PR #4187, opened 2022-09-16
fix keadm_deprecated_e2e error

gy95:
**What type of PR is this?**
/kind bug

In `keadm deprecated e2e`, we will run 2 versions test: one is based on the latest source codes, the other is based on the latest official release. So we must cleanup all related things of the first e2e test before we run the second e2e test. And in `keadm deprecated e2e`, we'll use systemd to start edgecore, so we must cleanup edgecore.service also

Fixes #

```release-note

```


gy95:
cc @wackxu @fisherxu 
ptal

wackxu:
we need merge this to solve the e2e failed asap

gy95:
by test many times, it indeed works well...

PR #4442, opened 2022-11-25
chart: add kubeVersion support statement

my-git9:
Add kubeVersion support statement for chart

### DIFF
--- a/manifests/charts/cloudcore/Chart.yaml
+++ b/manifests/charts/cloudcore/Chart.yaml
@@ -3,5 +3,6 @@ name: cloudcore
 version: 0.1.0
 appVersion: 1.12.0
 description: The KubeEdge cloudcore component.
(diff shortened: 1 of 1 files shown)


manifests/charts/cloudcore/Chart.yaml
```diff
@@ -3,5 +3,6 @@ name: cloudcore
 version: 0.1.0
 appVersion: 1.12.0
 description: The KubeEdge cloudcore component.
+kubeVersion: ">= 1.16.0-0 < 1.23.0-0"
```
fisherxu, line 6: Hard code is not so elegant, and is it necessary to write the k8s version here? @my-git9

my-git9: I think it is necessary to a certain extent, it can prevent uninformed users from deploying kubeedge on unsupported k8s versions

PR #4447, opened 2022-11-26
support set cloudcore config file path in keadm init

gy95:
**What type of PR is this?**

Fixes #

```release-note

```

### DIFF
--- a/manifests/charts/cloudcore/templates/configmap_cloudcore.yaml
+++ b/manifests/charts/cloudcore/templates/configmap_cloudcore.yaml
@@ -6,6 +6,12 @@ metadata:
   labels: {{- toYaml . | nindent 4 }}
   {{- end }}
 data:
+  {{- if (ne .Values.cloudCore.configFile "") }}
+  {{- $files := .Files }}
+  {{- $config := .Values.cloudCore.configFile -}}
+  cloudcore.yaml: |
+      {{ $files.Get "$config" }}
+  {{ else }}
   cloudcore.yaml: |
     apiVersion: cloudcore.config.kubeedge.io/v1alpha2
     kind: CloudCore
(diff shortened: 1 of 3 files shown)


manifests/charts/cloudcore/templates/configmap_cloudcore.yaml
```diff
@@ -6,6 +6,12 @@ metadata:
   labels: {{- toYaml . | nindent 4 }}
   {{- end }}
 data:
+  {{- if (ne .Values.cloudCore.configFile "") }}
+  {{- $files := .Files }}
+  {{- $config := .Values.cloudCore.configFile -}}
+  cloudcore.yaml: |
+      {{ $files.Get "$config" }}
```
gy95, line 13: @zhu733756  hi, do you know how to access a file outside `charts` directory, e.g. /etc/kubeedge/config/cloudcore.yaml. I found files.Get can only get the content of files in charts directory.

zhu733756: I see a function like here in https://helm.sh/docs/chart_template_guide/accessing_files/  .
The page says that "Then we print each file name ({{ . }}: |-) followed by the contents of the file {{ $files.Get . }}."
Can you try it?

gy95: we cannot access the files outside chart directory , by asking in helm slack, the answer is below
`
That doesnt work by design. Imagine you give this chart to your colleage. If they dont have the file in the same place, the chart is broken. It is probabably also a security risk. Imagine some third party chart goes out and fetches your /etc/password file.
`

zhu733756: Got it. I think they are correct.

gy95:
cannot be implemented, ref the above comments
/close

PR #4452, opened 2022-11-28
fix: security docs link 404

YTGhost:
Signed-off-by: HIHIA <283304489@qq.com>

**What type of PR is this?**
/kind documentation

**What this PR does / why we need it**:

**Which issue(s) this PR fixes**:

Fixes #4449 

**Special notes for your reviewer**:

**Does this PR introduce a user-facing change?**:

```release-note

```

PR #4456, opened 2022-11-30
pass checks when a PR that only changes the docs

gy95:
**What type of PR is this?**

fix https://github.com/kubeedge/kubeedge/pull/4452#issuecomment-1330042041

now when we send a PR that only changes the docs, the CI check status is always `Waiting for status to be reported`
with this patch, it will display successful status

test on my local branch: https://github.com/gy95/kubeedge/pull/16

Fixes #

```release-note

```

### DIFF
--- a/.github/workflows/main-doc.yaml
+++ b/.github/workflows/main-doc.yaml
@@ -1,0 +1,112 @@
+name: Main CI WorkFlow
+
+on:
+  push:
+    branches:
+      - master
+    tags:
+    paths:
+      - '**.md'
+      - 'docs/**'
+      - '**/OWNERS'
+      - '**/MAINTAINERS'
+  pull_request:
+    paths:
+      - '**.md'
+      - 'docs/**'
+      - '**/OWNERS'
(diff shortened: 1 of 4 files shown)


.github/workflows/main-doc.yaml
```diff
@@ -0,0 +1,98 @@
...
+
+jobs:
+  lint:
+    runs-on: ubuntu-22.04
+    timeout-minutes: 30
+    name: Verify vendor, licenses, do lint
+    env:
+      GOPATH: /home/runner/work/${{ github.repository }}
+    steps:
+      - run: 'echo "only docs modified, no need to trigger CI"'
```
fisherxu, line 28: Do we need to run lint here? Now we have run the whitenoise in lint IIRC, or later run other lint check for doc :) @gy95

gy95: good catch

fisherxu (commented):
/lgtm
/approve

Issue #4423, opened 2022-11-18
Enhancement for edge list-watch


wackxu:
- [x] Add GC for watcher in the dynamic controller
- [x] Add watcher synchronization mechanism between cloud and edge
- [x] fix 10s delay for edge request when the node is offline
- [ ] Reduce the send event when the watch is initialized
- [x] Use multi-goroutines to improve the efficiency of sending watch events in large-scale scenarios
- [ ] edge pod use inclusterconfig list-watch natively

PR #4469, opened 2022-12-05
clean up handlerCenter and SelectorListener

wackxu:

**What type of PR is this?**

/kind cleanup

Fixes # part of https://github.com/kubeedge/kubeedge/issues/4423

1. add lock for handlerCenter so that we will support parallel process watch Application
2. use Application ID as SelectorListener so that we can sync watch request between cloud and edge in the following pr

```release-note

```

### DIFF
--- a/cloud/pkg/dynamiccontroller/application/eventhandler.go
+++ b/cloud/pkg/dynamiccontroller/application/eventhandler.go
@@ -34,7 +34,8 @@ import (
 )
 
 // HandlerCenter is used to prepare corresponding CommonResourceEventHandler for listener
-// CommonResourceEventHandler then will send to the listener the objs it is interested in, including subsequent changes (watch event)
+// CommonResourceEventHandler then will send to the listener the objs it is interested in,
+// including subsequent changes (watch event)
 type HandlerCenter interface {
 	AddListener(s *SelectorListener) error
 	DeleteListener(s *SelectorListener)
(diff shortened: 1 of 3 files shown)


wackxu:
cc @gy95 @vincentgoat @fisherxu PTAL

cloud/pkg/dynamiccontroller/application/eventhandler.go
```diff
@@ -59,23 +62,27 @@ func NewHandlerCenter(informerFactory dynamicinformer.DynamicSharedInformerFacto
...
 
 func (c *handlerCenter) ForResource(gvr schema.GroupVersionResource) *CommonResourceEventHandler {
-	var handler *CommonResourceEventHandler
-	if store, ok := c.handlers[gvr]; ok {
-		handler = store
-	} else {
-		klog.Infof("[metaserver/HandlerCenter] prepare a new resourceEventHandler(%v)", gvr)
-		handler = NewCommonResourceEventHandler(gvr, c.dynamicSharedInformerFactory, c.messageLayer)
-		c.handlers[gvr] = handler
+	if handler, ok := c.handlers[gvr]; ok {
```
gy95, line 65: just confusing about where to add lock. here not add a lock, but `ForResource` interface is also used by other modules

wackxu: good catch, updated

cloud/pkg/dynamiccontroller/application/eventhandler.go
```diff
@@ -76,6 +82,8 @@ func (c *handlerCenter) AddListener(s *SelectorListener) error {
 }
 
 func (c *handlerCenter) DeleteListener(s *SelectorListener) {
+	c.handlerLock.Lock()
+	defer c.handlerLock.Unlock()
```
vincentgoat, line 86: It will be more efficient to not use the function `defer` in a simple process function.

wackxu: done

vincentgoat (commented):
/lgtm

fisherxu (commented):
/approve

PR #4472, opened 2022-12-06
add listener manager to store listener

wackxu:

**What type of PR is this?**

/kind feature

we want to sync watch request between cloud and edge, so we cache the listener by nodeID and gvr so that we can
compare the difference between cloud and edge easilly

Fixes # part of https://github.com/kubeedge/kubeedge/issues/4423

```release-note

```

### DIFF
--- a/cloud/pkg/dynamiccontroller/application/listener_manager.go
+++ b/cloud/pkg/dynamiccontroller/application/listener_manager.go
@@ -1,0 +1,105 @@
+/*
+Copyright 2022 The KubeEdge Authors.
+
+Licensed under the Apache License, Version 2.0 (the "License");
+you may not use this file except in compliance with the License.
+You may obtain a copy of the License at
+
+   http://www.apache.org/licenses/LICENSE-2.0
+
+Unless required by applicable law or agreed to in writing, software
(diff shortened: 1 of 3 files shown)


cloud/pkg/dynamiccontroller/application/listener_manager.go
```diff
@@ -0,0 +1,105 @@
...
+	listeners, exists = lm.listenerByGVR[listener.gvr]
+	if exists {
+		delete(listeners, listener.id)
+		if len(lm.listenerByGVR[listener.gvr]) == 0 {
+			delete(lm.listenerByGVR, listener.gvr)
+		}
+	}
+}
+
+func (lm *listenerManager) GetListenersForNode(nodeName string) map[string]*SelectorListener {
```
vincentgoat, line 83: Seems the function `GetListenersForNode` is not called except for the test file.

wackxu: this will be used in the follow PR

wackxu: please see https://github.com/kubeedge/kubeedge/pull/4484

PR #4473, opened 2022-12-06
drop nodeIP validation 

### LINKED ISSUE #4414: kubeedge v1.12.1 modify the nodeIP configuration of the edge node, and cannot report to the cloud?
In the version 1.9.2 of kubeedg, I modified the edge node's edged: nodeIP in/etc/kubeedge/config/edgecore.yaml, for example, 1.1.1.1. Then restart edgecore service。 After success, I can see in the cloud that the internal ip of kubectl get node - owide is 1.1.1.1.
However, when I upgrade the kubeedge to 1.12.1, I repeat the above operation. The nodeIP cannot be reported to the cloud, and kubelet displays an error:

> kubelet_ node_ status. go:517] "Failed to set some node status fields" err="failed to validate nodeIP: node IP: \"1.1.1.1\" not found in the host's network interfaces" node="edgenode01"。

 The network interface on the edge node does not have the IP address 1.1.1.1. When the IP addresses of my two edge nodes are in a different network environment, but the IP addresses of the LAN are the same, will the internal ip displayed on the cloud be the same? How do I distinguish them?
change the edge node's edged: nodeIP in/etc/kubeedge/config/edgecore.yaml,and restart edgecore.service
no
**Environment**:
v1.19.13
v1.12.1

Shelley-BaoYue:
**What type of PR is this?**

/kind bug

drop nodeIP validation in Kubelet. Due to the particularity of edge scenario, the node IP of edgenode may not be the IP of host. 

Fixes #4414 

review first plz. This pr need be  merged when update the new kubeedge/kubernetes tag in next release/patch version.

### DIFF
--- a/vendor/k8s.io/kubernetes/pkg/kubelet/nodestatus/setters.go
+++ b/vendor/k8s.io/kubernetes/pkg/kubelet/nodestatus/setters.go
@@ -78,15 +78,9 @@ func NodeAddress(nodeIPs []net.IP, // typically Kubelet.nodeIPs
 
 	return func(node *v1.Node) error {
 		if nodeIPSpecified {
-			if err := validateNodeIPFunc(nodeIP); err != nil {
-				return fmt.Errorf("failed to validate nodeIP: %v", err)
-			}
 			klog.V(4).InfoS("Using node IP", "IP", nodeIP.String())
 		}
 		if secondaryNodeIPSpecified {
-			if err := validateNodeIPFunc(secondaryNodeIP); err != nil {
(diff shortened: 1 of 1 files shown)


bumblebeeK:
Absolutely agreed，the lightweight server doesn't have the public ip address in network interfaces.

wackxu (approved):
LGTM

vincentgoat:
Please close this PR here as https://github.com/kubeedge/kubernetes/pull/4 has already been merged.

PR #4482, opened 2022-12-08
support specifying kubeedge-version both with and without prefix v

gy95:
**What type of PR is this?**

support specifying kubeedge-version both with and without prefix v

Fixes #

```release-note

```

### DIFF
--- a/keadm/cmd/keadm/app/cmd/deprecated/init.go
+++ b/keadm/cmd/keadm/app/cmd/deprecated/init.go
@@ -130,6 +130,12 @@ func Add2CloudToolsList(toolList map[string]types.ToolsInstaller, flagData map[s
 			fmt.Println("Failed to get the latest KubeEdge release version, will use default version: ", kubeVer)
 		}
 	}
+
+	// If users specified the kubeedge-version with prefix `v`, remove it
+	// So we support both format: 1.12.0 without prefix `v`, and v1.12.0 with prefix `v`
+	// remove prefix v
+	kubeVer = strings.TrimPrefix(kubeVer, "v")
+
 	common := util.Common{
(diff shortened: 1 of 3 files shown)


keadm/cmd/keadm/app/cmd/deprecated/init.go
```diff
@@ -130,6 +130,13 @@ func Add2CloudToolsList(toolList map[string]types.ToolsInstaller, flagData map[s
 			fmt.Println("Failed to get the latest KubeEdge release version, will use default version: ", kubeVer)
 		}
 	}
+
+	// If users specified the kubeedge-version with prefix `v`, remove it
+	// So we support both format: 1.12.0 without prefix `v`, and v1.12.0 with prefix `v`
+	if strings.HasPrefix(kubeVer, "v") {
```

========

■ **Your task**
Considering only the material above, set down every line from the one with "--- a/cloud/pkg/dynamiccontroller/application/eventhandler.go" to the one with "CommonResourceEventHandler for listener", inclusive, exactly as written.

■ **Answer to the problem**
--- a/cloud/pkg/dynamiccontroller/application/eventhandler.go
+++ b/cloud/pkg/dynamiccontroller/application/eventhandler.go
@@ -34,7 +34,8 @@ import (
 )
 
 // HandlerCenter is used to prepare corresponding CommonResourceEventHandler for listener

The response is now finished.